I blinked at him in surprise. “How did you know?”
He gave me an exasperated look. “Coby does happen to be one of my closest friends you know. He told me all about you and your Mr. Chow fetish.”
“Yeah? Well who doesn’t have a Mr. Chow fetish? Besides, I heard all about the fetish the guy who works at Mr. Chow’s has for your ass,” I nodded knowingly.
He tugged at the knot of hair at the nape of my neck so it unfolded down my back in a mass of waves. “Who doesn’t have a fetish for my ass?” he joked, his fingers threading through my hair.
Later, after dinner arrived, we sat at the solid oak dining table drinking iced tea and eating honeyed chicken with a side order of steamed dim sims, steamed vegetables, and rice.
Jared pointed his chopsticks at me. “Wild Renny.” His eyes bore into me, prompting me to spill.
I swallowed my mouthful of chicken, feeling my insides tie themselves in knots. “Right,” I mumbled, wondering how to begin.
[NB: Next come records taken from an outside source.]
PR #1669, opened 2026-05-04
Preserve percent-encoding in relative paths to prevent scheme materialization

rodrigobnogueira:
## Summary

When `split_url()` does not recognize a scheme because of percent-encoded characters (e.g. `ht%74p://...`), the entire input is treated as a relative path. `PATH_REQUOTER` then decodes those characters, producing a path like `http://127.0.0.1:8000/private`. This makes `str()` and `human_repr()` emit a string that looks like an absolute URL with a scheme and host, while the parsed properties (`.scheme`, `.host`, `.absolute`) report a relative, hostless URL.

After requoting a relative path, if the result would start with a valid scheme prefix, the colon is now re-encoded to `%3A` so the serialized form stays consistent with the parsed components.

## Changes

- **`yarl/_url.py`**: Added `_has_scheme_prefix()` helper and post-requoting checks in both `encode_url()` and `human_repr()` to re-encode colons that would materialize a scheme.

Jared knew my dad had disappeared and Mum died, but he didn’t know the full story, so that’s where I started, telling him how Ray had deserted us, Mum was always working hard, the car accident, and my party.
“I don’t remember the months after Mum died much. You know that feeling you get when you’re just waking up? When you’re not quite conscious but you can feel your dreams slipping away? I felt like that. Constantly. That was when I met Lorenzo Rossi, or Renny.”
I took a swallow of tea as Jared sat across the table, chewing thoughtfully and watching me as he listened.
“He was the typical bad boy, eighteen, longish black hair, black eyes, tattoos, and a black Triumph Thunderbird motorcycle.”
Jared nodded. “Sweet ride.”
“I know, right? By that point I was starting to lose the surreal feeling, that dreamlike state I’d been drifting in, and that meant anger was slipping its way through. I didn’t like being angry. At the time, I didn’t realise it was perfectly normal to feel anger at a parent for dying and leaving you behind. I just knew that it was there and that I didn’t understand it. Being on the back of Renny’s motorcycle took me back to that dreamlike state, and going back there felt so good. It felt even better at night. I could tilt my head back and watch the stars, feel the wind in my hair and everything twisting around inside me would disappear.”
I pushed the vegetables around on my plate a little to make it look like I was eating them. “Trouble was that being with Renny didn’t make anything better. It kinda got worse. The anger wouldn’t go away, and it was like the more I pushed at it, the stronger it got.” Tears worked their way from my throat, and I swallowed them back down. “It just wouldn’t let go, and I hated myself for it.”
I took another sip of my drink to compose myself. “Renny introduced me to tequila, which at the time I thought made those night time motorcycle rides feel even better. Coby tried to pull me out of it, but he wasn’t a dad and he was dealing with losing Mum too. Nothing I ever did back then was fair to him. God, I knew the way I was acting was wrong. Even at the time I knew, but I couldn’t stop, and Renny made me feel so good after everything had left me feeling so bad. Six months of skipping school, disruptive behaviour, and drinking excessively ended on a four day drunken bender where it was all I could do to remember my own name. Coby and Henry had tried ringing and messaging constantly, but I didn’t even notice, and my phone eventually died. The bender finished with an evening motorcycle ride down Melbourne’s Highway 31, tequila bottle in one hand, the other wrapped around Renny. When I felt the bike swerve I was suddenly airborne…” Jared closed his eyes as though to brace himself “…and while I don’t remember anything after that, the accident investigation report suggested Renny simply went off the road. I was lucky, Jared, that I actually woke up in a hospital. Lucky to be alive. Renny managed to walk away, and he did it so well that he checked out of the hospital the next day without even a backward glance.”
Ray leaving, Mum dying, and then knowing Renny walked away so easily had hurt like nothing I could ever imagine. I swallowed the feelings of abandonment the memories still managed to evoke.